- [WORK TASK]
Looking only at the lines below that contain "table", give the number of them and no other text.

INPUT MATERIAL Start Marker

PR #6126, opened 2026-08-11
Ing 454

mariohd:
## Context

This wires up the model layer for the multiple-connections-on-customer work. It builds on the schema and models that already landed in main and adds the remaining associations and helpers needed by later work.

## Description

`IntegrationCustomers::BaseCustomer`: remove the `only_one_tax_integration_per_customer` validation so a customer may connect more than one tax integration. Per-category `code` uniqueness and the partial-unique `is_default` per `(customer, category)` were already merged; the `*_kind` scopes and `tax_kind?` helper are kept, as they may now return several records and are still used elsewhere.

`Subscription`, `Wallet` and `RecurringTransactionRule`: add `has_many :billing_object_connections, as: :owner, dependent: :destroy` so billing objects own their polymorphic connections and cascade on deletion.

`Invoice`: add the per-category connection snapshots. Since the `invoice_connections` table carries `invoice_id`, the invoice exposes `has_many :invoice_connections` plus one scoped `has_one` accessor per category (`payment_connection`, `tax_connection`, `accounting_connection`, `crm_connection`). Add `manual_payment?`, which reads the payment snapshot rather than the customer's live provider and returns true when no provider customer was captured, meaning the invoice skips provider collection.

## Notes for reviewers

The ticket text predates the schema that actually landed, so two bullets read against an earlier design:

- `BillingObjectConnection` was described as validating a `connection_code` string. The merged model references connections by foreign key instead (`payment_provider_customer_id` / `integration_customer_id`, both optional), so there is no `connection_code` and no such validation.
- The invoice was described as `belongs_to` the four snapshot connections. The relationship is inverted because `invoice_connections` holds `invoice_id`, so the invoice side is `has_many` / scoped `has_one` rather than `belongs_to`. One snapshot per category is still enforced by the unique `(invoice_id, category)` index.

The `BillingObjectConnection` model, table and factory were already merged in main, so that part of the scope is not in this PR.

`manual_payment?` currently treats "no provider customer on the payment snapshot" as manual. If a reserved manual `payment_provider_customer` row is introduced later, this should switch to `payment_connection&.payment_provider_customer&.manual?`.

## Tests

All model specs pass: 466 examples, 0 failures across the touched models and the connection models.

### DIFF
--- a/app/models/invoice.rb
+++ b/app/models/invoice.rb
@@ -82,6 +82,11 @@ class Invoice < ApplicationRecord
   has_many :plans, through: :subscriptions
   has_many :metadata, class_name: "Metadata::InvoiceMetadata", dependent: :destroy
   has_many :credit_notes
+  has_many :invoice_connections, dependent: :destroy
+  has_one :payment_connection, -> { where(category: :payment) }, class_name: "InvoiceConnection"
+  has_one :tax_connection, -> { where(category: :tax) }, class_name: "InvoiceConnection"
+  has_one :accounting_connection, -> { where(category: :accounting) }, class_name: "InvoiceConnection"
+  has_one :crm_connection, -> { where(category: :crm) }, class_name: "InvoiceConnection"
   has_many :progressive_billing_credits, class_name: "Credit", foreign_key: :progressive_billing_invoice_id
   has_many :invoice_settlements, foreign_key: :target_invoice_id
 
--- a/app/models/recurring_transaction_rule.rb
+++ b/app/models/recurring_transaction_rule.rb
@@ -8,6 +8,7 @@ class RecurringTransactionRule < ApplicationRecord
   belongs_to :organization
   belongs_to :payment_method, optional: true
 
+  has_many :billing_object_connections, as: :owner, dependent: :destroy
   has_many :applied_invoice_custom_sections,
     class_name: "RecurringTransactionRule::AppliedInvoiceCustomSection",
     dependent: :destroy
--- a/app/models/subscription.rb
+++ b/app/models/subscription.rb
@@ -19,6 +19,7 @@ class Subscription < ApplicationRecord
   has_many :invoice_subscriptions
   has_many :invoices, through: :invoice_subscriptions
   has_many :integration_resources, as: :syncable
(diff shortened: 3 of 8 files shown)


app/models/invoice.rb
```diff
@@ -571,6 +576,12 @@ def allow_manual_payment?
     MANUALLY_PAYABLE_INVOICE_STATUS.include?(status.to_sym)
   end
 
+  # The invoice was issued under a manual (no-provider) payment connection, so it skips
+  # provider collection. Reads the snapshot, never the customer's live payment provider.
+  def manual_payment?
+    payment_connection&.payment_provider_customer_id.nil?
```
lovrocolic: why we need to check `payment_provider_customer_id`? Is this needed?

app/models/integration_customers/base_customer.rb
```diff
@@ -36,7 +36,6 @@ class BaseCustomer < ApplicationRecord
 
     validates :customer_id, uniqueness: {scope: :type}
     validates :code, uniqueness: {scope: %i[customer_id category]}, allow_nil: true
-    validate :only_one_tax_integration_per_customer, if: :tax_kind?
```
lovrocolic, line 39: I would suggest removing this validation later. For now we are just building core functionalities, but it is too early to unlock the feature. Maybe we could add feature flag guard, but I would rather skip it completely

lovrocolic: Is there any reason to remove validation at this stage?

app/models/invoice.rb
lovrocolic: On second look, I would exclude this method from this PR. We haven't performed any migration for invoice_connections so currently the method is not even behave correctly

app/models/integration_customers/base_customer.rb
mariohd: Hey, i've did the changes you commented. That makes sense! 

Thanks

app/models/invoice.rb
mariohd: Hey, i've did the changes you commented. That makes sense!

Thanks

lovrocolic (approved):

INPUT MATERIAL End Marker

- [SOLUTION FOR THIS TASK]
2